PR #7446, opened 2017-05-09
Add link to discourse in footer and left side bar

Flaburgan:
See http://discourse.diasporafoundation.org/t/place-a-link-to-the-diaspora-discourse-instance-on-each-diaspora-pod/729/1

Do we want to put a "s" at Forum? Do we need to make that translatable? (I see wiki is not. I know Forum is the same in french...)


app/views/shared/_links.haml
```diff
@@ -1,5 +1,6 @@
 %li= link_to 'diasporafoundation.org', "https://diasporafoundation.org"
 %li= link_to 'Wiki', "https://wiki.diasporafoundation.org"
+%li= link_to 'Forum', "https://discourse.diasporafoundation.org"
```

● ● ● ● ●

WHAT TO WORK ON:
Would you transcribe the entire listing above without any deviation?

RESPONSE BELOW:
PR #7446, opened 2017-05-09
Add link to discourse in footer and left side bar

Flaburgan:
See http://discourse.diasporafoundation.org/t/place-a-link-to-the-diaspora-discourse-instance-on-each-diaspora-pod/729/1

Do we want to put a "s" at Forum? Do we need to make that translatable? (I see wiki is not. I know Forum is the same in french...)


app/views/shared/_links.haml
```diff
@@ -1,5 +1,6 @@
 %li= link_to 'diasporafoundation.org', "https://diasporafoundation.org"
 %li= link_to 'Wiki', "https://wiki.diasporafoundation.org"
+%li= link_to 'Forum', "https://discourse.diasporafoundation.org"
```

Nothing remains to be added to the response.